Take the line containing "PR #126, opened 2022-11-03" as the first and the last line of the records below as the end, and please set down only what lies between them exactly, both ends included.

((

PR #7598, opened 2026-02-17
Generate and use static .flat files for Marlowe benchmark

basetunnel:
https://github.com/IntersectMBO/plutus/issues/7293

### DIFF
--- a/plutus-benchmark/plutus-benchmark.cabal
+++ b/plutus-benchmark/plutus-benchmark.cabal
@@ -721,10 +721,10 @@ benchmark marlowe-agda-cek
     , agda-internal
     , base                     >=4.9   && <5
     , criterion
+    , filepath
     , marlowe-internal
     , plutus-benchmark-common
     , plutus-ledger-api        ^>=1.60
-    , plutus-tx                ^>=1.60
 
 -------------------- bitwise -----------------------
 


plutus-benchmark/marlowe/exe/Main.hs
```diff
@@ -5,21 +5,35 @@ module Main (main) where
...
   , semanticsBenchmarks
   , tabulateResults
+  , writeFlat
   , writeFlatUPLCs
   )
 import PlutusBenchmark.Marlowe.RolePayout qualified as RolePayout
+import PlutusBenchmark.Marlowe.Scripts.Data.RolePayout qualified as DataRolePayout (rolePayoutValidator)
+import PlutusBenchmark.Marlowe.Scripts.Data.Semantics qualified as DataSemantics (marloweValidator)
+import PlutusBenchmark.Marlowe.Scripts.RolePayout qualified as RolePayout (rolePayoutValidator)
+import PlutusBenchmark.Marlowe.Scripts.Semantics qualified as Semantics (marloweValidator)
```
SeungheonOh: nitpick: 
Maybe `DataRolePayout` and `SOPRolePayout`; `DataSemantics` and `SOPSemantics` would be clearer

SeungheonOh:
On a side note, since now we generate flat files for malrowe, we can also put this for `validation` benchmark. I think this would be helpful since test scripts in `validation` doesn't really represent the SOP terms much as many scripts there were created before introduction of Case/Constr

plutus-benchmark/marlowe/exe/Main.hs
basetunnel: Done

PR #7599, opened 2026-02-17
[certifier] Add a five script benchmark

zliu41:
Each script runs for 12 simplifier iterations, plus 4 more simplifier iterations interleaved with CSE. The benchmark counts the total time taken by the certifier.

Currently the certifier doesn't work so well - it fails to certify the first four scripts, and does not terminate on Marlowe. More investigation will be needed.


effectfully:
image

ana-pantilie:
https://github.com/IntersectMBO/plutus-private/issues/2054 is probably one reason the certifier is currently failing, which @effectfully implemented in the compiler without changing the certifier as well 😛 .

ana-pantilie (approved):
On a more serious note, I think this is a good idea! Should the tests be added to a `failing` bucket until we fix them? It will be very helpful to try them out while working on the set of known issues we have with the translation relations (including performance fixes).

zliu41:
> Should the tests be added to a failing bucket until we fix them?

I'd rather enable the certifiers one by one, instead of enabling the tests one by one. There are some certifiers that are clearly broken.

PR #7605, opened 2026-02-18
Additional property tests for bitwise

zliu41:
Plus some improvements and refactoring.


plutus-core/untyped-plutus-core/testlib/Evaluation/Builtins/Bitwise/CIP0123.hs
```diff
@@ -436,6 +440,37 @@ rotateHomomorphism =
               ]
       evaluateTheSame lhs rhs
 
+rotateInverse :: Property
```
kwxm, line 444: These tests could maybe do with brief comments to say what they do.

kwxm (approved):
Looks good.  Thanks!

PR #7608, opened 2026-02-19
Integrate the metatheory certifier in plutus-tx-plugin 

zeme-wana:
Fixes https://github.com/IntersectMBO/plutus-private/issues/1891

### DIFF
--- a/nix/outputs.nix
+++ b/nix/outputs.nix
@@ -122,8 +122,6 @@ let
       (packages) //
       { ghc96 = project-variants-hydra-jobs.ghc96; } //
       { ghc912 = project-variants-hydra-jobs.ghc912; } //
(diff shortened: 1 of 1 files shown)


plutus-metatheory/plutus-metatheory.cabal
```diff
@@ -48,7 +48,7 @@ common lang
 
 common ghc-version-support
   -- See the section on GHC versions in CONTRIBUTING
-  if (impl(ghc <9.6) || impl(ghc >=9.7))
+  if !((impl(ghc >=9.6) && impl(ghc <9.7)) || (impl(ghc >=9.12) && impl(ghc <9.13)))
```
ana-pantilie, line 51: I missed the `!` at first and was very confused! Should we instead apply the negation by hand, or at least comment what this means?

PR #7609, opened 2026-02-19
Wrap integer/string builtins in BuiltinResult

zliu41:
This makes things much more consistent and uniform.


zliu41:
> ???

Any concerns with this?

effectfully:
> Any concerns with this?

There were two kinds of builtins:

1. pure => no `BuiltinResult`
2. impure => `BuiltinResult`

Now there's 

1. some pure => no `BuiltinResult`
2. some pure => `BuiltinResult`
3. impure => `BuiltinResult`

How does that make anything more consistent and uniform?

Like, scroll down, `Data`-construction builtins don't have `BuiltinResult`, most BLS builtins don't have `BuiltinResult`, most logical and bitwise builtins don't have `BuiltinResult` etc.

You just basically erased info from a builtin on whether it's considered pure or not at the cost of introducing more noise. I don't see any point in doing so, but if you want to do it, do it for all builtins then and update `PlutusCore.Builtin.Meaning` to make `BuiltinResult` mandatory, 'cause otherwise you're gonna need to tell people contributing code to add that pointless `BuiltinResult` to pure builtins.

PR #122, opened 2022-11-02
fix deposit withdrawal

andrewwahid:
Fix a vulnerability where any withdrawn deposits are not actually reflected in the deposit info storage.
The vulnerability allows any wallet or paymaster to withdraw all funds deposited in an Entrypoint contract.


drortirosh:
can you please also add a test for it?
also, you need to rebase it latest main, and update gas calc with
`arn ci-gas-calc`

livingrockrises:
I made this change and deployed EntryPoint and Paymaster on goerli. calling withdrawTo still does not update getDeposit state from paymaster. 

we're checking paymaster code as well but it just calls entryPoint.withdrawTo(withdrawAddress, amount); for this part

drortirosh:
we want to add this fix, but please add a test for it.

PR #123, opened 2022-11-03
for loops can be gas optimised

livingrockrises:
using ++i costs less gas per iteration than += (in for loops)
added unchecked which can reduce gas usage on contracts where underflow/overflow is unrealistic


drortirosh:
please recheck.
when I tested it locally (after applying the "via-ir" optimization) this modification improve some cases by ~60 gas, but worsen others, again by fractional value.
I would like to improve gas usage, but not by such small values, especially not when it is inconclusive, and makes the code less readable.

PR #124, opened 2022-11-03
minor refactor : remove unused interface from entry point

livingrockrises:
ICreate2Deployer is not used anymore in entry point as initcode now contains factory and data.


drortirosh:
thank you. please update the gas calculations, so all CI tests pass correctly 
(its very strange how such a benign change affect solidity's code generation..)
please run `yarn ci-gas-calc`
That script runs the gas-calc tests against a local "geth".
If you have local geth installed, you can run it on localhost:8545. If not, that's ok, as the above script will start a docker image.

livingrockrises:
updated gas calculations

livingrockrises:
Note: unless i use local ganache or geth, docker image fails with below

`localgeth  | ERROR[11-03|12:57:51.727] Failed to check db for legacy receipts   err="this operation is not supported"`

`gascalc    |   0 passing (3s)
gascalc    |   2 failing
gascalc    | 
gascalc    |   1) gas calculations
gascalc    |        warmup:
gascalc    |      Error: fatal: failed to deploy Eip2470factory
gascalc    |       at Create2Factory.deployFactory (src/Create2Factory.ts:102:13)`

`gascalc    |   2) "after all" hook in "{root}":
gascalc    |      TypeError: Cannot read properties of undefined (reading 'doneTable')
gascalc    |       at Context.<anonymous> (gascalc/GasChecker.ts:356:26)`

PR #126, opened 2022-11-03
Minor refactor : remove unused interface

livingrockrises:
ICreate2Deployer in entry point is not used anymore as initcode now contains factory and data.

))

◆ **Written response**
PR #126, opened 2022-11-03
Minor refactor : remove unused interface

livingrockrises:
ICreate2Deployer in entry point is not used anymore as initcode now contains factory and data.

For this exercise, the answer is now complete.